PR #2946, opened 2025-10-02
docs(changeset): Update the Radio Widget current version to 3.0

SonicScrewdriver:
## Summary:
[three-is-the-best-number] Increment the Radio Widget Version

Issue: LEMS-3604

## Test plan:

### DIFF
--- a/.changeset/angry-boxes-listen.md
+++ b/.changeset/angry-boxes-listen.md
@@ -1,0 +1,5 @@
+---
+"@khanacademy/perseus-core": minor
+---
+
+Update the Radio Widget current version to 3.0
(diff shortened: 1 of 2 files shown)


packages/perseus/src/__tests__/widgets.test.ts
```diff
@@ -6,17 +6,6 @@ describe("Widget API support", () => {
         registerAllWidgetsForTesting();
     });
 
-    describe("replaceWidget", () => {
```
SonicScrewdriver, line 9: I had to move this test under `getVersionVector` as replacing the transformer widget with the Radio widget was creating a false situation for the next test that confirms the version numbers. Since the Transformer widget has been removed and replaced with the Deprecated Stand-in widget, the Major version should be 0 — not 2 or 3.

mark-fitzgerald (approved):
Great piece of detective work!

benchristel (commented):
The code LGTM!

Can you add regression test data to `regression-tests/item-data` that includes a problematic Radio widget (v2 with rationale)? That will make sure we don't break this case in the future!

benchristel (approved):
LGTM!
══════════════════════════════
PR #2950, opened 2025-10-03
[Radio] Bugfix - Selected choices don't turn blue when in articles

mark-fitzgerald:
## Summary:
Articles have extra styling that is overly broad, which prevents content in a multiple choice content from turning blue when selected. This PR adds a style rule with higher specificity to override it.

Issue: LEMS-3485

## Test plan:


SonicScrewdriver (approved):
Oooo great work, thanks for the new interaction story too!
══════════════════════════════
* [WHAT NEEDS TO BE DONE]: In the records above, each line with the string "boxes" should be copied.

* [OUTPUT OF THE EXERCISE]:
--- a/.changeset/angry-boxes-listen.md
+++ b/.changeset/angry-boxes-listen.md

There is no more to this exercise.